EBV can be an underlying cause of:
Chronic fatigue syndrome
EBV is also linked to different types of cancer, including Hodgkin’s lymphoma, B cell lymphoma, Burkitt’s lymphoma, and nasopharyngeal carcinoma (cancer in the back of the nasal passage) (3).
These conditions all share a common link in the way EBV impacts immune function. Scientists believe it’s likely we don’t yet realize how often this virus is linked to more serious conditions that interfere with healthy immune function.
What Causes the Reactivation of Epstein-Barr?
Your immune system is effective at keeping EBV in its latent state, but certain things can weaken the immune system and increase the likelihood that Epstein-Barr comes out of it’s inactive state.
Triggers for the reactivation of EBV include anything that places an increased burden on the immune system, such as:
- Unmanaged stress
- A secondary or co- infection
- Nutrient deficiencies (especially those crucial for immune function)
- Leaky gut
- High toxic burden.
IV therapy is one effective way to support immune function and address nutrient deficiency,
ensuring higher absorption, and therapeutic benefits at concentrations far beyond that or oral supplementation.
How Epstein-Barr Triggers Autoimmunity
Infection with Epstein-Barr has been shown to trigger autoimmunity by essentially “switching on” the expression of genes involved in several autoimmune disorders.
One study done in 2018 showed that EBV may trigger some cases of (4):
- Multiple Sclerosis
- Rheumatoid Arthritis
- Inflammatory Bowel disease
- Type 1 Diabetes
- Juvenile Idiopathic Arthritis
- Celiac disease.
This study shows that a protein produced by the virus, called EBNA2, binds to DNA and affects the expression of genes nearby.
The scientists in this study wanted to note, however, that this virus isn’t the only factor responsible for the activation of these genes. Other illnesses, exposure to toxins, an unhealthy lifestyle, and diet all play a role in the epigenetics of disease.
Diagnosing Epstein-Barr Reactivation with An Integrative Doctor
EBV infection can be confirmed with a blood test that detects antibodies, however, since about nine out of ten of adults have these antibodies from a past infection, it’s generally only when they’re elevated that indicates a reactivation of the virus.

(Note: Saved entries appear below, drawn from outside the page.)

PR #601, opened 2021-07-19
feat: implement schema API

fgksgf:

- [ ] Bugfix
- [x] New feature provided
- [ ] Improve performance
- [ ] Backport patches

- Related issues
___

- Implement schema API for getting plugin's schema from APISIX.

### DIFF
--- a/pkg/apisix/apisix.go
+++ b/pkg/apisix/apisix.go
@@ -56,6 +56,8 @@ type Cluster interface {
 	HealthCheck(context.Context) error
 	// Plugin returns a Plugin interface that can operate Plugin resources.
 	Plugin() Plugin
+	// Schema returns a Schema interface that can fetch schema of APISIX objects.
+	Schema() Schema
 }
 
 // Route is the specific client interface to take over the create, update,
@@ -120,7 +122,12 @@ type Consumer interface {
 
 // Plugin is the specific client interface to fetch APISIX Plugin resource.
 type Plugin interface {
-	Get(context.Context, string) (*v1.Schema, error)
+	List(context.Context) ([]string, error)
+}
+
+// Schema is the specific client interface to fetch the schema of APISIX objects.
+type Schema interface {
+	GetPluginSchema(context.Context, string) (*v1.Schema, error)
 }
 
 type apisix struct {
--- a/pkg/apisix/apisix.go
+++ b/pkg/apisix/apisix.go
@@ -54,6 +54,8 @@ type Cluster interface {
 	Consumer() Consumer
 	// HealthCheck checks apisix cluster health in realtime.
 	HealthCheck(context.Context) error
+	// Plugin returns a Plugin interface that can operate Plugin resources.
+	Plugin() Plugin
 }
 
 // Route is the specific client interface to take over the create, update,
@@ -106,7 +108,7 @@ type GlobalRule interface {
 	Update(context.Context, *v1.GlobalRule) (*v1.GlobalRule, error)
 }
 
-// Consumer it the specific client interface to take over the create, update,
+// Consumer is the specific client interface to take over the create, update,
 // list and delete for APISIX Consumer resource.
 type Consumer interface {
 	Get(context.Context, string) (*v1.Consumer, error)
@@ -114,6 +116,11 @@ type Consumer interface {
 	Create(context.Context, *v1.Consumer) (*v1.Consumer, error)
 	Delete(context.Context, *v1.Consumer) error
 	Update(context.Context, *v1.Consumer) (*v1.Consumer, error)
+}
+
+// Plugin is the specific client interface to fetch APISIX Plugin resource.
+type Plugin interface {
+	Get(context.Context, string) (*v1.Schema, error)
 }
 
 type apisix struct {
--- a/pkg/apisix/apisix.go
+++ b/pkg/apisix/apisix.go
@@ -12,6 +12,7 @@
 // WITHOUT WARRANTIES OR CONDITIONS OF ANY KIND, either express or implied.
 // See the License for the specific language governing permissions and
 // limitations under the License.
+
 package apisix
 
 import (
@@ -26,9 +27,9 @@ type APISIX interface {
 	// Cluster specifies the target cluster to talk.
 	Cluster(string) Cluster
 	// AddCluster adds a new cluster.
-	AddCluster(*ClusterOptions) error
+	AddCluster(context.Context, *ClusterOptions) error
 	// UpdateCluster updates an existing cluster.
-	UpdateCluster(*ClusterOptions) error
+	UpdateCluster(context.Context, *ClusterOptions) error
 	// ListClusters lists all APISIX clusters.
 	ListClusters() []Cluster
 }
@@ -168,14 +169,14 @@ func (c *apisix) ListClusters() []Cluster {
 }
 
 // AddCluster implements APISIX.AddCluster method.
-func (c *apisix) AddCluster(co *ClusterOptions) error {
+func (c *apisix) AddCluster(ctx context.Context, co *ClusterOptions) error {
 	c.mu.Lock()
 	defer c.mu.Unlock()
 	_, ok := c.clusters[co.Name]
 	if ok {
 		return ErrDuplicatedCluster
 	}
-	cluster, err := newCluster(co)
+	cluster, err := newCluster(ctx, co)
 	if err != nil {
 		return err
 	}
@@ -183,14 +184,14 @@ func (c *apisix) AddCluster(co *ClusterOptions) error {
 	return nil
 }
 
-func (c *apisix) UpdateCluster(co *ClusterOptions) error {
+func (c *apisix) UpdateCluster(ctx context.Context, co *ClusterOptions) error {
 	c.mu.Lock()
 	defer c.mu.Unlock()
 	if _, ok := c.clusters[co.Name]; !ok {
 		return ErrClusterNotExist
 	}
 
-	cluster, err := newCluster(co)
+	cluster, err := newCluster(ctx, co)
 	if err != nil {
 		return err
 	}
--- a/pkg/apisix/cache/cache.go
+++ b/pkg/apisix/cache/cache.go
@@ -65,6 +65,8 @@ type Cache interface {
 	ListGlobalRules() ([]*v1.GlobalRule, error)
 	// ListConsumers lists all consumer objects in cache.
 	ListConsumers() ([]*v1.Consumer, error)
+	// ListSchema lists all schema in cache.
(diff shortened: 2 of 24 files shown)


pkg/types/apisix/v1/types.go
```diff
@@ -463,3 +463,23 @@ func ComposeConsumerName(namespace, name string) string {
 
 	return buf.String()
 }
+
+// Schema represents the schema of APISIX objects.
+type Schema struct {
```
gxthrj, line 468: If you changed the types.go, Please use the `make codegen` to genrate code.
`

pkg/apisix/cluster.go
```diff
@@ -550,3 +557,27 @@ func readBody(r io.ReadCloser, url string) string {
 	}
 	return string(data)
 }
+
+// getSchema returns the schema of APISIX object.
+func (c *cluster) getSchema(ctx context.Context, url string) (string, error) {
+	req, err := http.NewRequestWithContext(ctx, http.MethodGet, url, nil)
```
gxthrj, line 563: I am not sure if this url is right. Because I can not see the prefix contains `/schema/plugins/xxx`.
For example, if we want to get the schema of plugin `kafka-logger`. We can use this `http://127.0.0.1:9080/apisix/admin/schema/plugins/kafka-logger`.

fgksgf: I found `/apisix/admin/schema/plugins/<plugin_name>` and `/apisix/admin/plugins/<plugin_name>` return the same result.

pkg/types/apisix/v1/types.go
fgksgf: I did it but nothing updates.

pkg/apisix/cache/cache.go
```diff
@@ -35,6 +35,8 @@ type Cache interface {
 	InsertGlobalRule(*v1.GlobalRule) error
 	// InsertConsumer adds or updates consumer to cache.
 	InsertConsumer(*v1.Consumer) error
+	// InsertSchema adds or updates schema to cache.
+	InsertSchema(*v1.Schema) error
```
tokers, line 39: Better to use `InsertPluginSchema`.

pkg/apisix/apisix.go
```diff
@@ -54,6 +54,8 @@ type Cluster interface {
 	Consumer() Consumer
 	// HealthCheck checks apisix cluster health in realtime.
 	HealthCheck(context.Context) error
+	// Plugin returns a Plugin interface that can operate Plugin resources.
+	Plugin() Plugin
```
tokers, line 58: We may use the unified term, This so-called `Plugin` client actually only returns its schema. We may just use the term `PluginSchema`.

pkg/apisix/cache/cache.go
fgksgf: `v1.Schema` is the schema of APISIX objects, including plugin, route, upstream, etc. So `InsertSchema` can be reused.

pkg/apisix/apisix.go
fgksgf: I will add a `Schema` client for getting schema of APISIX objects (including plugin, route, upstream, etc.) and the `Plugin` will be only used to query names of plugins.

tokers: Then the title is confusing.

fgksgf: updated

pkg/apisix/plugin.go
```diff
@@ -0,0 +1,49 @@
...
+func (p *pluginClient) List(ctx context.Context) ([]string, error) {
+	log.Debugw("try to list plugins' names in APISIX",
+		zap.String("cluster", "default"),
+		zap.String("url", p.url),
+	)
+	pluginList, err := p.cluster.getList(ctx, p.url+"/list")
+	if err != nil {
+		log.Errorf("failed to list plugins' names: %s", err)
+		return nil, err
+	}
```
tokers, line 46: add a debug log to show the plugin list.

pkg/apisix/plugin_test.go
```diff
@@ -0,0 +1,104 @@
...
+// distributed under the License is distributed on an "AS IS" BASIS,
+// WITHOUT WARRANTIES OR CONDITIONS OF ANY KIND, either express or implied.
+// See the License for the specific language governing permissions and
+// limitations under the License.
+package apisix
+
+import (
+	"context"
+	"encoding/json"
+	"github.com/stretchr/testify/assert"
```
tokers, line 20: Please categorize the imports.

pkg/apisix/schema.go
```diff
@@ -0,0 +1,91 @@
...
+// WITHOUT WARRANTIES OR CONDITIONS OF ANY KIND, either express or implied.
+// See the License for the specific language governing permissions and
+// limitations under the License.
+
+package apisix
+
+import (
+	"context"
+
+	"github.com/apache/apisix-ingress-controller/pkg/apisix/cache"
```
tokers, line 21: Please categorize the imports, one for 3rd parties, and one for packages in current module.

fgksgf: ok, this should be checked in `make lint`, I will update the config of golangci

pkg/apisix/plugin.go
```diff
@@ -17,7 +17,9 @@ package apisix
 
 import (
 	"context"
+
 	"github.com/apache/apisix-ingress-controller/pkg/log"
```
tokers, line 21: Put local packages at the bottom of the import block.

pkg/apisix/cluster_test.go
```diff
@@ -20,6 +20,7 @@ import (
 	"testing"
 
 	v1 "github.com/apache/apisix-ingress-controller/pkg/types/apisix/v1"
+
```
tokers, line 23: Ditto.

pkg/apisix/cluster.go
```diff
@@ -136,6 +138,9 @@ func newCluster(o *ClusterOptions) (Cluster, error) {
 
 	go c.syncCache()
 
+	ticker := time.NewTicker(o.SyncInterval)
```
tokers: Since this ticker is used by `syncSchema`, just created it inside it.

tokers: Also, ticker should be closed explicitly.

pkg/apisix/plugin.go
gxthrj: @fgksgf  If use goland, you can integrate `goimports-reviser`. It works well for me.

pkg/apisix/cluster.go
fgksgf: here should i put the code that closing the ticker?

fgksgf:
It's weird, all unit tests passed on my PC but failed in CI.

pkg/apisix/cluster.go
```diff
@@ -315,52 +317,74 @@ func (c *cluster) HasSynced(ctx context.Context) error {
 	}
 }
 
-// syncSchema syncs schema from APISIX.
+// syncSchema syncs schema from APISIX regularly according to the interval.
+func (c *cluster) syncSchema(interval time.Duration) {
+	sigCh := make(chan os.Signal, 1)
+	signal.Notify(sigCh, syscall.SIGINT, syscall.SIGTERM)
```
tokers, line 323: May not handle the signal notification here.

tokers: Just do it like `syncCache`.

PS: I know the design of `newCluster` is not so elegant, we may add a context for it, but I'd like to optimize this in another PR in the future.

tokers:
@fgksgf Please check out the CI failure problems, especially for the unit test cases.

pkg/apisix/cluster.go
fgksgf: But it is different from `syncCache`, which is executed only once. However, the schema needs to be synced regularly, so where should I close the ticker?

gxthrj:
> It's weird, all unit tests passed on my PC but failed in CI.

UT passed.

pkg/apisix/cluster.go
gxthrj: cc @tokers
I think syncing the schema is a normal task to prevent the schema from changing after the APISIX upgrade, which requires a regular task to run in the background all the time. So this is not the same as `syncCache`.

Do you have any better way to update the schema, if APISIX DP upgrade?

tokers: cache sync is not an one-kick event, it will be executed once the leader changing.

tokers: > I think syncing the schema is a normal task to prevent the schema from changing after the APISIX upgrade, which requires a regular task to run in the background all the time. So this is not the same as syncCache.

This is by no means related to the signal handling stuff. Of course, we can do it periodically. A Golang program should only have one place handling the signals.

tokers: @fgksgf You may tweak the cluster creation logic, and passing the context to it. Here you can listen to the ctx channel.

gxthrj: All right, so this comment is about signal processing.

gxthrj: Signal processing can be unified.

pkg/apisix/cluster.go
```diff
@@ -301,6 +314,74 @@ func (c *cluster) HasSynced(ctx context.Context) error {
...
+		case <-ctx.Done():
+			break
+		}
+	}
+}
+
+// syncSchemaOnce syncs schema from APISIX once.
+// It firstly deletes all the schema in the cache,
+// then queries and inserts to the cache.
+func (c *cluster) syncSchemaOnce() error {
```
tokers, line 339: context should be propagated here.

fgksgf: then how to use it?

tao12345666333:
This PR need rebase.

pkg/apisix/cluster.go
tokers: `context.TODO()` are used in some places, you can replace them with the passed-in context.

pkg/apisix/cluster.go
```diff
@@ -301,6 +314,74 @@ func (c *cluster) HasSynced(ctx context.Context) error {
...
+	for {
+		if err := c.syncSchemaOnce(ctx); err != nil {
+			log.Warnf("failed to sync schema: %s", err)
+		}
+
+		select {
+		case <-ticker.C:
+			continue
+		case <-ctx.Done():
+			break
```
tokers, line 331: Not `break`, it should be `return`, `break` just let the flow jump out the `select` block but still in the `for` block.

tokers (approved):

gxthrj (approved):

Common tests for Epstein-Barr reactivation include (5):
VCA/IgM antibodies test
EBV Early Antigen (IgG) test
Treatment for Epstein-Barr Reactivation with Functional Medicine
There isn’t a cure for EBV, so integrative treatment for Epstein-Barr reactivation involves promoting conditions in the body which prompt the virus to return to it’s dormant state.
Functional medicine can treat EBV reactivation through:
- Repairing leaky gut – This decreases inflammation and overall immune burden by removing inflammatory and immunosuppressive foods.
- Correcting nutrient deficiencies – Providing the immune system with the fuel it needs to mount the appropriate defense against pathogens.
- Reducing stress – Stress is a common driver of immune dysfunction, and can cause the resurgence of other immune conditions as well.
- Addressing other current infections – This alleviates the increased burden on the immune system.
- Optimizing detoxification – This includes digestion, the liver, kidney, and respiratory function.
Finding an Integrative Doctor to Treat Reactivation of Epstein-Barr
Many conventional doctors don’t think to test for EBV or it’s antibodies, especially because symptoms of Epstein-Barr virus reactivation can be broad, and so closely resemble those of other common conditions.
If you’re experiencing symptoms of Epstein-Barr reactivation, a functional medicine doctor will help address the need for pharmaceuticals, supplements, and diet & lifestyle that will help put the pathogen back into it’s dormant state.